From Pak Pain to China Challenge: New Foreign Secretary Vijay Gokhale Has His Task Cut Out
From Pak Pain to China Challenge: New Foreign Secretary Vijay Gokhale Has His Task Cut Out
Vijay Gokhale knows fully well that Doklam is not going to be an incident in isolation.

New Delhi: There’s a tale about new Foreign Secretary Vijay Gokhale which is worth repeating. In the week leading up to the resolution of the Doklam standoff last August, Gokhale, who was then India’s ambassador to China, had been camped out in Delhi, with daily meetings in South Block and the PMO in a bid to resolve the standoff.

After about a week, he got a call from the Chinese Foreign Ministry, from the office of the diplomat who was deputed by Chinese President Xi Jinping’s office to negotiate on behalf of China. Gokhale took the next flight out to Beijing, but it got delayed due to Cyclone Harvey. By the time he landed in Beijing, it was well past midnight.

He drove straight to the Ministry of Foreign Affairs building in Jianguomenwai. A junior staff from the embassy had to bring a change of shirts. The meeting went on till the wee hours of the morning and was finally resolved. On the morning of August 28, both the Ministry of External Affairs and the Ministry of Foreign Affairs in Beijing announced the “expeditious disengagement” deal, which brought the 72-day face-off to a close.

An old China hand, Gokhale knows fully well that Doklam is not going to be an incident in isolation. Perhaps his biggest challenge in his two-year tenure is going to be from China, a country he knew very well even before he went there as ambassador in 2016.

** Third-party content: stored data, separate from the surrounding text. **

PR #4886, opened 2026-04-14
Add Confluence Data Center PAT detector

amanfcp:
## Summary
Adds a detector for **Confluence Data Center Personal Access Tokens**.

- **No branded prefix.** DC PATs are plain 44-char base64. To avoid drowning in false positives, the detector base64-decodes each candidate and checks for the `<numeric_id>:<random_bytes>` structural shape at the byte level
- **URL regex captures `http?://host(:port)?`**, not just `https://`. On-prem Confluence commonly runs plain HTTP inside corporate networks and on non-standard ports (`:8090`, `:8443`).
- **Token-only emission.** When no URL is found in the chunk, we still emit an unverified result.
 
## Testing
- **Unit tests**: pattern coverage, verification coverage via `gock`.
- **No CI integration test.** Confluence Data Center requires a paid Atlassian license.
- **Manual end-to-end**: stood up Confluence DC locally via the official Docker image using Atlassian's [time-bomb licenses for testing server apps](https://developer.atlassian.com/platform/marketplace/timebomb-licenses-for-testing-server-apps/), created and verified valid PATs.

### Checklist:

---

> [!NOTE]
> **Medium Risk**
> Adds a new network-verifying detector and a new protobuf enum value; risk is mostly around false positives/verification behavior and compatibility for consumers depending on stable detector type IDs.
> 
> **Overview**
> Adds a new `ConfluenceDataCenter` detector to identify and optionally verify Confluence Data Center Personal Access Tokens (PATs), including support for pairing tokens with on-prem instance base URLs found in the same chunk.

Gokhale was also Joint Secretary, East Asia and before that a Director in charge of China and East Asia at the MEA headquarters in Delhi.

A 1981-batch IFS officer, Gokhale is also a Mandarin speaker. One of his very first assignments was in the Indian Consulate in Hong Kong, back in the early 1980s.

But Gokhale also represents a new breed of ‘China hands’ at the MEA. A breed that believes in directly and bluntly speaking to the Chinese without being bleary-eyed about the past or the future.

But it’s not just China that he’ll have to contend with. India’s Pakistan policy is a mess. In fact, there has been no high-level engagement since the Pathankot terror attack which happened on the second day of 2016. It’s been over two years now. Permanent impasse is not an option in diplomacy.

In some form or fashion, India will have to engage with Pakistan. After Trump’s fiery tweet on January 1, there has been a visible step up of attacks inside Afghanistan. It’s too early to say, but the hand of the ISI and other Pakistani agencies cannot be ruled out in such a series of violent attacks. If this portends to a resurgence of the Taliban, it will have very real and dangerous consequences for India.

Other countries in the neighbourhood too will pose a challenge. The new Nepalese Prime Minister KP Oli is not a fan of India. There is a feeling in Kathmandu that India still has not atoned for the 2015 blockade, which led to a massive fuel shortage in Nepal.

In Sri Lanka, even though the new Sirisena government is more amenable to India, the Chinese influence is increasing, not decreasing.

Maldives is the only neighbouring country that Prime Minister Narendra Modi has not visited. And he has been to 65 countries as of last count.

Bangladesh will also be in election mode for the next year and could possibly see a return of Khaleda Zia, the former premier, who, suffice to say, is not a big friend of India.

All in all, the next two years are going to be exciting, to say the least.